:: Source records
PR #707, opened 2018-11-08
 ensure-stubs-compile: Removed the redundant empty stub check

ZapAnton:
Since it is a track policy to not have empty stub files, the check is no longer needed


coriolinus:
Disagree: this check is the easiest way to enforce the policy.

PR #710, opened 2018-11-12
gigasecond:change chrono crate link

andy5995:
When I used https://docs.rs/chrono/0.4.0/chrono/, the paragraph under
Duration has 3 dead links. Suggest changing this link to
https://crates.io/crates/chrono where the links under the Duration
section work.

### DIFF
--- a/exercises/gigasecond/README.md
+++ b/exercises/gigasecond/README.md
@@ -4,7 +4,7 @@ Calculate the moment when someone has lived for 10^9 seconds.
 
 A gigasecond is 10^9 (1,000,000,000) seconds.
 
-If you're unsure what operations you can perform on `DateTime<Utc>` take a look at the [chrono crate](https://crates.io/crates/chrono) which is listed as a dependency in the `Cargo.toml` file for this exercise.
+If you're unsure what operations you can perform on `DateTime<Utc>` take a look at the [chrono crate](https://docs.rs/chrono) which is listed as a dependency in the `Cargo.toml` file for this exercise.
 
 
 ## Rust Installation
--- a/exercises/gigasecond/README.md
+++ b/exercises/gigasecond/README.md
@@ -4,7 +4,7 @@ Calculate the moment when someone has lived for 10^9 seconds.
 
 A gigasecond is 10^9 (1,000,000,000) seconds.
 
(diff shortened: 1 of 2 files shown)


exercises/gigasecond/README.md
```diff
@@ -4,7 +4,7 @@ Calculate the moment when someone has lived for 10^9 seconds.
 
 A gigasecond is 10^9 (1,000,000,000) seconds.
 
-If you're unsure what operations you can perform on `DateTime<Utc>` take a look at the [chrono crate](https://docs.rs/chrono/0.4.0/chrono/) which is listed as a dependency in the `Cargo.toml` file for this exercise.
+If you're unsure what operations you can perform on `DateTime<Utc>` take a look at the [chrono crate](https://crates.io/crates/chrono) which is listed as a dependency in the `Cargo.toml` file for this exercise.
```
coriolinus: I think that it's better to point directly at the documentation than to crates.io. The issue was that we'd previously been pointing to a version of the documentation that has since become outdated.

The suggested link will automatically redirect to the most current version of the documentation, which should keep links fresh. 
```suggestion
If you're unsure what operations you can perform on `DateTime<Utc>` take a look at the [chrono crate](https://docs.rs/chrono) which is listed as a dependency in the `Cargo.toml` file for this exercise.
```

andy5995:
image

Because of that error, after changing .hints, I manually updated the README.

ZapAnton:
Sorry, forgot to mention that.

In order for `configlet` to regenerate the READMEs, the copy of the [problem-specifications repo](https://github.com/exercism/problem-specifications) should be present in the file system, on the same level as this track repo.

So something like this should work:
```shell
cd ~/src
git clone https://github.com/exercism/problem-specifications
cd excercism-rust
bin/configlet generate . -o gigasecond
```
The above commands are not needed to pass the Travis check (it has already passed), but may be usefull in the future

andy5995:
>The above commands are not needed to pass the Travis check (it has already passed), but may be usefull in the future

ok, got it!

andy5995:
I'm having a heckuva time with this exercise. First the problem with the dead duration links, then the stated goal, which I found vague:

>Calculate the moment when someone has lived for 10^9 seconds.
::::
In full and without error, give the listing again.

PR #707, opened 2018-11-08
 ensure-stubs-compile: Removed the redundant empty stub check

ZapAnton:
Since it is a track policy to not have empty stub files, the check is no longer needed


coriolinus:
Disagree: this check is the easiest way to enforce the policy.

PR #710, opened 2018-11-12
gigasecond:change chrono crate link

andy5995:
When I used https://docs.rs/chrono/0.4.0/chrono/, the paragraph under
Duration has 3 dead links. Suggest changing this link to
https://crates.io/crates/chrono where the links under the Duration
section work.

### DIFF
--- a/exercises/gigasecond/README.md
+++ b/exercises/gigasecond/README.md
@@ -4,7 +4,7 @@ Calculate the moment when someone has lived for 10^9 seconds.
 
 A gigasecond is 10^9 (1,000,000,000) seconds.
 
-If you're unsure what operations you can perform on `DateTime<Utc>` take a look at the [chrono crate](https://crates.io/crates/chrono) which is listed as a dependency in the `Cargo.toml` file for this exercise.
+If you're unsure what operations you can perform on `DateTime<Utc>` take a look at the [chrono crate](https://docs.rs/chrono) which is listed as a dependency in the `Cargo.toml` file for this exercise.
 
 
 ## Rust Installation
--- a/exercises/gigasecond/README.md
+++ b/exercises/gigasecond/README.md
@@ -4,7 +4,7 @@ Calculate the moment when someone has lived for 10^9 seconds.
 
 A gigasecond is 10^9 (1,000,000,000) seconds.
 
(diff shortened: 1 of 2 files shown)


exercises/gigasecond/README.md
```diff
@@ -4,7 +4,7 @@ Calculate the moment when someone has lived for 10^9 seconds.
 
 A gigasecond is 10^9 (1,000,000,000) seconds.
 
-If you're unsure what operations you can perform on `DateTime<Utc>` take a look at the [chrono crate](https://docs.rs/chrono/0.4.0/chrono/) which is listed as a dependency in the `Cargo.toml` file for this exercise.
+If you're unsure what operations you can perform on `DateTime<Utc>` take a look at the [chrono crate](https://crates.io/crates/chrono) which is listed as a dependency in the `Cargo.toml` file for this exercise.
```
coriolinus: I think that it's better to point directly at the documentation than to crates.io. The issue was that we'd previously been pointing to a version of the documentation that has since become outdated.

The suggested link will automatically redirect to the most current version of the documentation, which should keep links fresh. 
```suggestion
If you're unsure what operations you can perform on `DateTime<Utc>` take a look at the [chrono crate](https://docs.rs/chrono) which is listed as a dependency in the `Cargo.toml` file for this exercise.
```

andy5995:
image

Because of that error, after changing .hints, I manually updated the README.

ZapAnton:
Sorry, forgot to mention that.

In order for `configlet` to regenerate the READMEs, the copy of the [problem-specifications repo](https://github.com/exercism/problem-specifications) should be present in the file system, on the same level as this track repo.

So something like this should work:
```shell
cd ~/src
git clone https://github.com/exercism/problem-specifications
cd excercism-rust
bin/configlet generate . -o gigasecond
```
The above commands are not needed to pass the Travis check (it has already passed), but may be usefull in the future

andy5995:
>The above commands are not needed to pass the Travis check (it has already passed), but may be usefull in the future

ok, got it!

andy5995:
I'm having a heckuva time with this exercise. First the problem with the dead duration links, then the stated goal, which I found vague:

>Calculate the moment when someone has lived for 10^9 seconds.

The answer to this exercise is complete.